А потомки... Пусть потомки,
Исполняя жребий свой
И кляня свои потемки,
Лупят в стенку головой!

Каждый звук словно отскакивал от ее губ, в каждом была сила и страсть. Звуки эти – если бы суждено им было материализоваться – были бы подобны пулям: каждый метко западал в чью-то душу, каждый задевал в душе что-то затаенное.

А Ростропович играл будто бесстрастно и спокойно. Но в этом был свой замысел. Аккомпанемент в этом романсе подобен вальсовому трехдольному движению с акцентом на первой доле и с туповато-упрямым повтором второй и третьей доли. Ум-па-па, ум-па-па, ум-па-па – однообразно выколачивал рояль. И в этом однообразии, в этом обыденном вальсовом ритме рождался образ простонародного рассказчика, отнюдь не обремененного ни интеллектом, ни запасом культуры, ни высокими чувствами. Так вот откуда идет голос вопиющего?! Ну конечно, оратор – человек неискушенный, но представляющий массу таких же, как и он.

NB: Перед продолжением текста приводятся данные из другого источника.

Issue #6, opened 2017-10-10
Specifying the computational environment


dhimmel:
@publicus you may want to create a small PR to specify the computational environment. You can also specify it with your first code-containing PR. The idea is that we want to make sure the code runs today and in a year from now. And specifying the version of all your software is important towards those ends.

I'd recommend conda, like [we're using](https://github.com/greenelab/scihub/blob/master/environment.yml) for `greenelab/scihub`. Conda environments support both Python and R. They can be a pain in the ass and sometimes break, so don't be shy.

jglev:
Thanks, @dhimmel! Conda took a bit of getting used to, but I think I've got the hang of it now. It seems similar overall to `virtualenv`, which I'm used to using. I've used `conda env export > environment.yml` following the [Conda documentation](https://conda.io/docs/user-guide/tasks/manage-environments.html#sharing-an-environment) to create a YAML list of packages, and will include it in my next in-progress PR.

I've been using another project with a lot of conceptual overlap with this project to get going again with Python, and am diving fully into this now, having re-familiarized myself with the language and workflow.

dhimmel:
> I've used `conda env export > environment.yml` following the Conda documentation to create a YAML list of packages, and will include it in my next in-progress PR.

Cool, note that environment specs created using `conda env export` will generally only work on the OS which they're created. One main issue is that they include build numbers. In addition, they include many dependent packages. One thing I do to improve OS interoperability is to remove build numbers and only specify packages that I explicitly import or use.

jglev:
That's good to know, thanks! Is there a way to do that from within Conda, or do you write something novel to strip build numbers (and the rest)?

On that note, taking, for example, `sqlalchemy=1.1.9=py36_0`, is the build number you're referring to `py36_0`?

dhimmel:
The format is `channel::package=version=build`. I'd omit `=build` but specify `channel`, which will usually be `anaconda` or `conda-forge`. By default, the packages will all be from the `anaconda` channel.

> is the build number you're referring to py36_0

yep

> Is there a way to do that from within Conda

No, it's an area where conda doesn't document the issue well and has poor solutions. Usually, I just build my environment.yml file manually, one package at a time, rather than working backwards from an export.

jglev:
Cheers! I appreciate your advice.

dhimmel:
`environment.yml` added in https://github.com/greenelab/library-access/pull/7

Issue #4, opened 2017-10-03
API calls in Python


dhimmel:
@publicus and I were discussion implementing the API calls in python.

Here are some helpful resources. First, most people use the [`requests`](http://docs.python-requests.org/en/master/) package for API calls, which is not builtin, but has a nice interface. Since this repository has many similarities to our Crossref API usage, you may want to checkout [`greenelab/crossref`](https://github.com/greenelab/crossref)... particularly the python and conda setup.

There are also lot's of additional packages that you may find useful such as [`backoff`](https://pypi.python.org/pypi/backoff) or [`requests_cache`](https://pypi.python.org/pypi/requests-cache). Basically, if you find yourself doing something highly involved, there may already be a python package for that!

Finally, if we ever want to do concurrent requests, which is probably not an immediate priority, I'd recommend `ThreadPoolExecutor` from [`concurrent.futures`](https://docs.python.org/3/library/concurrent.futures.html).

dhimmel:
If you want an on-disk solution to make sure you don't repeat queries, you could use `requests_cache`, [`sqlite3`](https://docs.python.org/3/library/sqlite3.html) directly, a [`shelve`](https://docs.python.org/3/library/shelve.html), or some XML database (like a MongoDB for XML, not sure if this exists).

In general, I think you will find it more manageable to have one big file with all the cached responses than separate files for each response.

jglev:
Thanks! I've not used `backoff`, `requests_cache`, or `shelves` before -- I appreciate the tips (and using this project to brush back up on Python, since R's been my daily language for a while). I'll look into those.

And if you prefer storing the XML in a database (I haven't read up on `shelve` yet, but I'd be comfortable using `sqlite3` immediately), I'm fine with implementing that.

dhimmel:
I think it'll be important to have a persistent cache, so you can avoid repeating any API calls. A `sqlite3` table would definitely get the job done. I could imaging the following columns:

+ `doi` (indexed)
+ `api_url` (or not if this should be private)
+ `timestamp` 
+ `xml_response`

Then when we've completed this analysis, we can upload the database file or export all of the XML snippets to a compressed text document for long-term archiving. The only downside I see to an SQLite database is that it will probably grow quite large in size, but this shouldn't be a problem.

jglev:
Yep, that schema sounds good to me!

[...]

Issue #1, opened 2017-09-25
Initial set of query DOIs from State of OA study


dhimmel:
A good starting set of DOIs would be those from the [State of OA study](https://doi.org/10.7287/peerj.preprints.3119v1), since there will be ~ 300,000 DOIs and will allow us to compare Library access to oaDOI and Sci-Hub access. I'll comment once I've generated this list.

dhimmel:
@publicus see [`state-of-oa-dois.tsv.xz`](https://github.com/greenelab/scihub/blob/4172526ac7433357b31790578ad6f59948b6db26/data/state-of-oa-dois.tsv.xz) with 290,120 DOIs that were assessed in the State of OA study. The `oadoi_color` columns indicates access status according to the oaDOI utility. For prototyping, you can work with a subset of these DOIs... but once we have info on all of them, that will be enough for several analyses.

jglev:
Great, thank you! 

I have two methods at this point that should work for resolving the DOIs to the University's holdings. The first way works right now, but would be harder to use for other universities/libraries, and only allows one DOI to be resolved at a time. The second uses an [OCLC](https://en.wikipedia.org/wiki/OCLC#Online_database:_WorldCat "Wikipedia: 'OCLC WorldCat Database'") API, and so could work for many more libraries, and should also allow multiple DOI lookup at once. However, that second method isn't working as its documentation describes it should. Thus, I'm waiting to hear back from the OCLC Support team before deciding which method to use.

jglev:
Also, @dhimmel, to confirm, from the `state-of-oa` dataset, you're suggesting just looking at the Closed (and possibly Bronze) DOIs, correct? (Of the 290,120 rows in the dataset, I see 182,804 that are Closed, and 226,690 that are either Closed or Bronze).

dhimmel:
> I'm waiting to hear back from the OCLC Support team before deciding which method to use.

Cool. You can always open Work In Progress pull requests before an analysis is complete if you'd like to start getting feedback.

> you're suggesting just looking at the Closed (and possibly Bronze) DOIs, correct?

I was thinking we'd query all 290,120 and filter at analysis time if desired. We don't yet know how the two methods will perform on these various types of articles. My guess is that Universities subscribe to subscription journals which will includes all articles that are closed, green, bronze, or hybrid. I agree that there is less point in querying gold articles, since libraries don't subscribe to these journals... but for the sake of comparison to the Sci-Hub analyses, let's query them anyways if possible.

[...]

PR #7, opened 2017-10-16
Adding api query script and example database from 10 DOIs

jglev:
This is a work-in-progress PR. The code is all functioning, but, on @dhimmel's suggestion, I'd appreciate ongoing feedback, given the Lab's [expectations](http://greenelab-onboarding.readthedocs.io/en/latest/index.html#document-code_review_checklist) for collaborators.

As soon as I get an in-progress thumbs-up on this, I'll start the UPenn downloader running on the dataset's DOIs.

## What this PR currently includes

1. Per @dhimmel [in a comment](https://github.com/greenelab/library-access/issues/6#issuecomment-336554051), I've included and manually edited the environment YAML file exported by Conda. I have not specified Channels specifically, because I was paring down the output of `conda env export`, which doesn't specify them except at the top.
    1. I've included `r-base` in this list. It isn't used yet, but is used in the Bayesian script I've written (and will add in a future commit or PR, once the downloader is underway).
1. Working code, written in Python3, for doing the following:
    1. Querying an OpenURL resolver for a given DOI.
        1. The URL and static parameters are easily configurable for each institution's unique OpenURL resolver. 
        1. Similarly, the function for querying the API is split into its own file and function, allowing it to be more easily modified for a given institution's specific needs.
    1. Parsing the response XML for a Yes/No indication of whether full-text access is available for that DOI.
        1. As above, the function for parsing the API response is split into its own file and function, allowing it to be more easily modified for a given institution's specific needs.
    1. Saving the response and the Yes/No indication into an SQLite database.
1. I expanded on the [database model](https://github.com/greenelab/library-access/issues/4#issuecomment-334181443) suggested by @dhimmel by creating a separate ID table for DOIs. This will allow us (or others) more easily to make the following two changes, if we ever want to:
    1. Import the original `tsv` dataset into the SQLite database.
    1. Rerun the same DOI more than once over time -- this is currently implemented (though we likely won't measure each DOI beyond one timepoint) and controlled by the variable `rerun_dois_that_are_already_in_database` in the configuration file.
1. Everything is, I think, [PEP8](https://www.python.org/dev/peps/pep-0008/) compliant (it is according to the linter built into Spyder).
1. The `state-of-oa-dois` dataset from @dhimmel [in this comment](https://github.com/greenelab/library-access/issues/1#issuecomment-331969935).
1. An example SQLite database resulting from running 10 of the `closed`-type DOIs from the dataset.
    1. Here are three queries to quickly explore this SQLite database, using [sqliteman](https://sourceforge.net/projects/sqliteman/) or whatever else:

        ```
        SELECT * FROM dois_table;  -- View the entire DOI table
        
        SELECT * FROM library_holdings_data;  -- View the entire DOI XML and full-text indicator table
        
        /* View the above tables, joined together */
        SELECT  
            dois_table.doi,  
            library_holdings_data.timestamp,
            library_holdings_data.xml_response,
            library_holdings_data.full_text_indicator
        FROM library_holdings_data
        JOIN dois_table
        ON library_holdings_data.doi_foreign_key = dois_table.database_id
        ```

    1. One important note about this dataset: It only indicates that full-text is available if it is *digitally* available. Put differently, it does *not* reflect whether a patron could physically go to a library shelf and get a hard copy of an article. This matches @dhimmel's original specification when we talked about it, but is nonetheless something I want to be clear about.

## Things that still need to be done, following the Lab's [checklist](http://greenelab-onboarding.readthedocs.io/en/latest/index.html#document-code_review_checklist)

1. Add metadata
    1. I haven't yet signed the files, because I'm unsure whether there's a standard way to do that in the Lab.
    1. I haven't yet added a commented docstring to each of the files.
    1. For the smaller functions, I haven't yet added a docstring.
1. Probably more, based on feedback here.


environment.yml
```diff
@@ -0,0 +1,21 @@
+name: UPenn_Holdings_Project
+channels:
+- anaconda-fusion
+- defaults
+dependencies:
+- beautifulsoup4=4.6.0
```
dhimmel: Let's specify the channel for each dependency, e.g. `anaconda::beautifulsoup4=4.6.0`. This makes it a lot easier to figure out where a package is coming from and makes things more deterministic.

library_management_system_downloader/create_api_request.py
```diff
@@ -0,0 +1,51 @@
...
+    if static_api_request_parameters_dictionary is None:
+        static_api_request_parameters_dictionary = {}
+    if custom_user_agent_string is None:
+        custom_user_agent_string = ""
+
+    custom_api_query_header = {
+            'user-agent': custom_user_agent_string}
+
+    # Update the static api parameters to include the (dynamic) DOI:
+    api_request_parameters = static_api_request_parameters_dictionary
```
dhimmel: See that you may of run into one of python's worst gotchas. 

You may want to using `api_request_parameters={}` as the default parameter and then do:

```
api_request_parameters = api_request_parameters.copy()
```

This will make sure the function does not modify dictionaries passed by the user.

library_management_system_downloader/create_api_request.py
```diff
@@ -0,0 +1,51 @@
...
+        item_doi,
+        api_base_url,
+        static_api_request_parameters_dictionary=None,
+        custom_user_agent_string=None):
+    """Given an item DOI (lacking the 'doi:/' prefix), query an OpenURL
+    resolver) and return XML from it."""
+
+    if static_api_request_parameters_dictionary is None:
+        static_api_request_parameters_dictionary = {}
+    if custom_user_agent_string is None:
```
dhimmel: What about just not setting this if not passed?

Like:

```python
headers = {}
if custom_user_agent_string:
   headers['user-agent'] = custom_user_agent_string
```

library_management_system_downloader/create_api_request.py
```diff
@@ -0,0 +1,51 @@
...
+        custom_user_agent_string = ""
+
+    custom_api_query_header = {
+            'user-agent': custom_user_agent_string}
+
+    # Update the static api parameters to include the (dynamic) DOI:
+    api_request_parameters = static_api_request_parameters_dictionary
+    api_request_parameters.update({
+            'rft_id': 'info:doi/%s' % item_doi})
```
dhimmel: The customary syntax for adding a single item to a dictionary would be:

```python
api_request_parameters['rft_id'] = f'info:doi/{item_doi}'
```

See also the switch to Literal String Interpolation which is preferred over the `%` method.

library_management_system_downloader/create_api_request.py
```diff
@@ -0,0 +1,51 @@
...
+
+    api_response = requests.get(
+            api_base_url,
+            params=api_request_parameters,
+            headers=custom_api_query_header)
+
+    class ErrorWithAPI(Exception):
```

То есть речь ведется от имени того самого «гегемона», сознательность которого столь настойчиво и дидактично противопоставлялась большевиками несознательности интеллигенции.

Вот такой дуэт являли Вишневская и Ростропович. У каждого в этом дуэте была своя функция, но именно потому это был не унисон, а дуэт. Так в музыке, в творчестве. Так и в жизни.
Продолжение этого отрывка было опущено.